Былое и думы. (Автобиографическое сочинение) - Александр Герцен
Шрифт:
Интервал:
Закладка:
Возле актеров, сошедших со сцены маленького театра, — актеры самых больших подмосток в мире, давно исключенные из афиш и забытые — они в тиши доживают век Цинциннатами и философами против воли, Рядом с артистами, некогда отлично представлявшими царей, встречаются цари, скверно разыгравшие свою роль. Цари эти захватили с собой, как индейские покойники, берущие на тот свет своих жен, двух-трех преданных министров, которые так усердно помогли им пасть и сами свалились с ними. В их числе есть венценосцы, освистанные при дебюте и все еще ожидающие, что публика придет к больше справедливой оценке и опять позовет их. Есть и такие, которым impresario исторического театра не позволил и дебютировать — мертворожденные, имеющие вчера, но не имеющие сегодня — их биография оканчивается до их появления на свет; астеки давно ниспровергнутого закона престолонаследия — они остаются шевелящимися памятниками угасших династий.
Далее идут генералы, знаменитые победами, одержанными над ними, тонкие дипломаты, погубившие свои страны, игроки, погубившие свое состояние, и сморщенные седые старухи, погубившие во время оно сердца этих дипломатов и этих игроков. Государственные фоссили,[1332] все еще понюхивающие табак так, как его нюхали у Поццо-ди-Борго, лорда Абердина и князя Эстергази, вспоминают с «ископаемыми» красавицами времен M-me Recamier — залу Ливенши, юность Ла-блаша, дебюты Малибран и дивятся, что Патти смеет после этого петь… И в то же время люди зеленого сукна, прихрамывая и кряхтя, полурасшибленные пара(418)личом, полузатопленные водяной, толкуют с другими старушками о других салонах и других знаменитостях, о смелых ставках, о графине Киселевой, о гомбургской и баденской рулетке, об игре покойного Сухозанета, о тех патриархальных временах, когда владетельные принцы немецких вод были в доле с содержателями игр и опасный, средневековый грабеж путешественников перекладывали на мирное поприще банка и rouge ou noir…[1333]
…И все это еще дышит, еще движется, кто не на ногах — в перамбулаторе, в коляске, укрытой мехом, кто опираясь вместо клюки на слугу, а иногда опираясь на клюку за неимением слуги. «Списки иностранцев» похожи на старинные адрес-календари, на клочья изорванных газет «времен наваринских и покорения Алжира».

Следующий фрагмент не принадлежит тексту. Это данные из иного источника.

PR #268, opened 2023-09-08
replace filter feature_size with proper radius

tylerflex:
This PR just makes the notebooks compatible with the changes in the front end with the `ConicFilter`, which accepts `radius` instead of `feature_size`. note that the `radius` needs to be `sqrt(3)` times larger than the previous `feature_size` to get the same effect due to how we define things (radius=radius of conic filter, feature_size=heuristic for how large the features actually turn out).

@momchil-flex Ideally we should merge this before doing notebook runs for 2.4

### DIFF
--- a/docs/source/notebooks/AdjointPlugin3InverseDesign.ipynb
+++ b/docs/source/notebooks/AdjointPlugin3InverseDesign.ipynb
@@ -245,7 +245,7 @@
     "\n",
     "    values = jnp.array(eps_boxes).reshape((nx, ny, 1, 1))\n",
     "    \n",
-    "    conic_filter = ConicFilter(feature_size=0.15, design_region_dl=size_box_x)\n",
+    "    conic_filter = ConicFilter(radius=0.26, design_region_dl=size_box_x)\n",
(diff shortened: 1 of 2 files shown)


momchil-flex:
Looks good, but should we explain somewhere this relationship between radius and expected feature size?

Возле гаснущих звезд трех первых классов сохраняются другие кометы и светила, занимавшие собою, лет тридцать тому назад, праздное и жадное любопытство, по особому кровавому сладострастью, с которым люди следят за процессами, ведущими от трупов к гильотине и от кутей золота на каторгу. В их числе разные освобожденные от суда за «неимением доказательств» отравители, фальшивые монетчики, люди, кончившие курс нравственного лечения где-нибудь в центральной тюрьме или колониях, «контюмасы»[1334] и проч.
Всего меньше встречаются в этих теплых чистилищах тени людей, всплывших середь революционных бурь и неудавшихся народных движений. Мрачные и озлобленные горцы якобинских вершин предпочитают суровую бизу, угрюмые лакедемоняне — они скрываются за лондоясаими туманами…
II. С этого
1. Живые цветы. — Последняя могиканка
— Поедемте на bal de l’Opera — теперь самая пора — половина второго, — сказал я, вставая из-за стола в небольшом кабинете Cafe Anglais, одному (419) русскому художнику, всегда кашлявшему и никогда вполне не протрезвлявшемуся. Мне хотелось на воздух» на шум, и к тому же я побаивался длинного tete a tete с моим невским Клод Лорреном.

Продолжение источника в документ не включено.